Data under study Block Start

Issue #272, opened 2013-10-28
Running vagrant tests time out


slaskis:
I've been trying to run `tests/run_vagrant` and it's builds and starts beautifully but while running the actual tests it tends to time out. At first I thought I had missed some DNS configuration but after some probing from @asm89 on IRC I found that when it gets to this line in `./test_deploy` it seems like `dokku url` never exits:

```
URL=$(ssh dokku@$TARGET url $REPO)$FORWARDED_PORT
```

And I can confirm that when running it separately either like this (without an app name):

```
ssh dokku@dokku.me url
```

where with ssh -v the last line is:

```
debug1: Sending command: url
```

or like this (with a valid app name):

```
ssh dokku@dokku.me url test-nodejs-express-22080
```

it will never exit, or time out after like 5 minutes or something. The difference is that the one with a valid app name outputs the url as expected.

But running it like this (with an non-existent app-name) it exists properly with an error:

```
ssh dokku@dokku.me url foo
```

I'm thinking maybe it's really and issue in pluginhook and related to the comments in #236 but since it's easy to reproduce I figured it can be a separate issue.

PR #312, opened 2013-11-16
Plugin structure reorganization.

### LINKED ISSUE #236: Allow dokku run to support interactive commands
Currently the dokku command supports 'run' to allow executing a command within the docker container of an app; this is useful for things like Django's manage.py syncdb.... but it doesn't allow any interactivity, whereas Heroku allows interactive commands in its equivalent. This is useful for responding to prompts from a command, or launching a shell within the container.

plietar:
Was "Fix pluginhook problems by spliting commands into seperate hooks."
Fixes #236 and #272.

This PR used to be only meant to fix problems with pluginhook.
In the end, It is a quite deep change in how plugins are organized.

All commands implemented by plugins are now prefixed by the name of the plugin.
`00_standard-dokku` was renamed to have a simpler name, `core`.
So for example the existing `url` command is now called `core:url`.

Data under study Block End

- [Activity]
Wherever a line in the records contains the word "when", copy that line.

- [Task response]
I've been trying to run `tests/run_vagrant` and it's builds and starts beautifully but while running the actual tests it tends to time out. At first I thought I had missed some DNS configuration but after some probing from @asm89 on IRC I found that when it gets to this line in `./test_deploy` it seems like `dokku url` never exits:
And I can confirm that when running it separately either like this (without an app name):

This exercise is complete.